PR #1116, opened 2020-02-09
have scale-frontend use individual go routines for each ticket

Laremere:
This creates tickets from individual go routines instead of using a worker pool.  The logical change here is not large, but it sets up for followup PRs which add waiting for and deleting tickets from the frontend.  The worker model doesn't work when a large number of tickets are calling waitForAssignments.

The random sleep at the start of the worker evens calls out over the second period, and makes timing between ticket creation calls a more realistic poisson distribution.

Added metrics and graphs for the current number of tickets in each phase.

### DIFF
--- a/examples/scale/frontend/frontend.go
+++ b/examples/scale/frontend/frontend.go
@@ -17,9 +17,11 @@ package frontend
 import (
 	"context"
 	"math/rand"
+	"sync"
 	"time"
 
 	"github.com/sirupsen/logrus"
+	"go.opencensus.io/stats"
 	"go.opencensus.io/trace"
 	"open-match.dev/open-match/examples/scale/scenarios"
 	"open-match.dev/open-match/internal/config"
@@ -37,7 +39,8 @@ var (
 
 	mTicketsCreated        = telemetry.Counter("scale_frontend_tickets_created", "tickets created")
 	mTicketCreationsFailed = telemetry.Counter("scale_frontend_ticket_creations_failed", "tickets created")
-	mOutstandingRunners    = telemetry.Gauge("scale_frontend_outstanding_runners", "outstanding runners")
+	mRunnersWaiting        = concurrentGauge(telemetry.Gauge("scale_frontend_runners_waiting", "runners waiting"))
+	mRunnersCreating       = concurrentGauge(telemetry.Gauge("scale_frontend_runners_creating", "runners creating"))
 )
 
 // Run triggers execution of the scale frontend component that creates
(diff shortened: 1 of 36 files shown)


examples/scale/frontend/frontend.go
```diff
@@ -60,73 +60,89 @@ func run(cfg config.View) {
...
-		var wg sync.WaitGroup
-		for i := 0; i < numOfRoutineCreate; i++ {
-			wg.Add(1)
-			if i < ticketModRoutine {
-				go createPerCycle(&wg, fe, ticketPerRoutine+1, start)
-			} else {
-				go createPerCycle(&wg, fe, ticketPerRoutine, start)
-			}
-		}
+	g.start(mRunnersWaiting)
```
sawagh: Why is runners waiting an interesting metric? Isnt creating the only interesting one? Given that there is no failure condition between running / creating, wont every running get to creating? If there was only creating, could the usage of state gauge be avoided and we simply have mRunnersCreating(1) with a defer to mRunnersCreating(-1)?

examples/scale/frontend/frontend.go
```diff
@@ -60,73 +60,89 @@ func run(cfg config.View) {
...
+	time.Sleep(time.Duration(rand.Int63n(int64(time.Second))))
```
sawagh: Please add a comment (either on this line or function or just header on the file) stating why the sleep exists and what it does (PR description covers that really well - but i think it is important enough to have it in context)

examples/scale/frontend/frontend.go
Laremere: It's a little interesting, as it helps the conceptual model of what each runner is doing: waiting a little bit, then creating a ticket.  In the near future there will be other stages, waiting/polling for assignment, and deleting the ticket.

Laremere:
> Is the recommendation going to be to ever run only one frontend pod - given it ensures the right QPS? Given we expect this to run for scale scenarios, would we be testing the limits of the framework itself?
> 
> (not specific to this PR - just wanting to know the eventual desired setup)

Currently what I've been doing is using the fact that each instance creates a fixed number of tickets per second, and then scaled up the number of instances to simulate higher load.  In the near future might have better control over how many tickets each instance is creating, in that case I'd flip it:  The number of instances of scale_frontned would be large, but fixed.

There's no way to avoid the fact that the scale tests also are potentially limited by the test's scaling characteristics.  We've already hit that a few times.  The frontend is really easy to scale to many instances though.

examples/scale/frontend/frontend.go
sawagh: IMO given there are no ways you fail, a measure of how long you wait before create may not tell us much (what would we infer between multiple runs - or about the system based on this metric?). I am ok it being in there for now - but as you revisit for other metrics, based on whether it is useful, please consider removing it. (sometimes having more clutter on the dashboard can be distracting :)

EXERCISE DETAILS
Each record must be repeated exactly as it appears above.

TASK RESULT
PR #1116, opened 2020-02-09
have scale-frontend use individual go routines for each ticket

Laremere:
This creates tickets from individual go routines instead of using a worker pool.  The logical change here is not large, but it sets up for followup PRs which add waiting for and deleting tickets from the frontend.  The worker model doesn't work when a large number of tickets are calling waitForAssignments.

The random sleep at the start of the worker evens calls out over the second period, and makes timing between ticket creation calls a more realistic poisson distribution.

Added metrics and graphs for the current number of tickets in each phase.

### DIFF
--- a/examples/scale/frontend/frontend.go
+++ b/examples/scale/frontend/frontend.go
@@ -17,9 +17,11 @@ package frontend
 import (
 	"context"
 	"math/rand"
+	"sync"
 	"time"
 
 	"github.com/sirupsen/logrus"
+	"go.opencensus.io/stats"
 	"go.opencensus.io/trace"
 	"open-match.dev/open-match/examples/scale/scenarios"
 	"open-match.dev/open-match/internal/config"
@@ -37,7 +39,8 @@ var (
 
 	mTicketsCreated        = telemetry.Counter("scale_frontend_tickets_created", "tickets created")
 	mTicketCreationsFailed = telemetry.Counter("scale_frontend_ticket_creations_failed", "tickets created")
-	mOutstandingRunners    = telemetry.Gauge("scale_frontend_outstanding_runners", "outstanding runners")
+	mRunnersWaiting        = concurrentGauge(telemetry.Gauge("scale_frontend_runners_waiting", "runners waiting"))
+	mRunnersCreating       = concurrentGauge(telemetry.Gauge("scale_frontend_runners_creating", "runners creating"))
 )
 
 // Run triggers execution of the scale frontend component that creates
(diff shortened: 1 of 36 files shown)


examples/scale/frontend/frontend.go
```diff
@@ -60,73 +60,89 @@ func run(cfg config.View) {
...
-		var wg sync.WaitGroup
-		for i := 0; i < numOfRoutineCreate; i++ {
-			wg.Add(1)
-			if i < ticketModRoutine {
-				go createPerCycle(&wg, fe, ticketPerRoutine+1, start)
-			} else {
-				go createPerCycle(&wg, fe, ticketPerRoutine, start)
-			}
-		}
+	g.start(mRunnersWaiting)
```
sawagh: Why is runners waiting an interesting metric? Isnt creating the only interesting one? Given that there is no failure condition between running / creating, wont every running get to creating? If there was only creating, could the usage of state gauge be avoided and we simply have mRunnersCreating(1) with a defer to mRunnersCreating(-1)?

examples/scale/frontend/frontend.go
```diff
@@ -60,73 +60,89 @@ func run(cfg config.View) {
...
+	time.Sleep(time.Duration(rand.Int63n(int64(time.Second))))
```
sawagh: Please add a comment (either on this line or function or just header on the file) stating why the sleep exists and what it does (PR description covers that really well - but i think it is important enough to have it in context)

examples/scale/frontend/frontend.go
Laremere: It's a little interesting, as it helps the conceptual model of what each runner is doing: waiting a little bit, then creating a ticket.  In the near future there will be other stages, waiting/polling for assignment, and deleting the ticket.

Laremere:
> Is the recommendation going to be to ever run only one frontend pod - given it ensures the right QPS? Given we expect this to run for scale scenarios, would we be testing the limits of the framework itself?
> 
> (not specific to this PR - just wanting to know the eventual desired setup)

Currently what I've been doing is using the fact that each instance creates a fixed number of tickets per second, and then scaled up the number of instances to simulate higher load.  In the near future might have better control over how many tickets each instance is creating, in that case I'd flip it:  The number of instances of scale_frontned would be large, but fixed.

There's no way to avoid the fact that the scale tests also are potentially limited by the test's scaling characteristics.  We've already hit that a few times.  The frontend is really easy to scale to many instances though.

examples/scale/frontend/frontend.go
sawagh: IMO given there are no ways you fail, a measure of how long you wait before create may not tell us much (what would we infer between multiple runs - or about the system based on this metric?). I am ok it being in there for now - but as you revisit for other metrics, based on whether it is useful, please consider removing it. (sometimes having more clutter on the dashboard can be distracting :)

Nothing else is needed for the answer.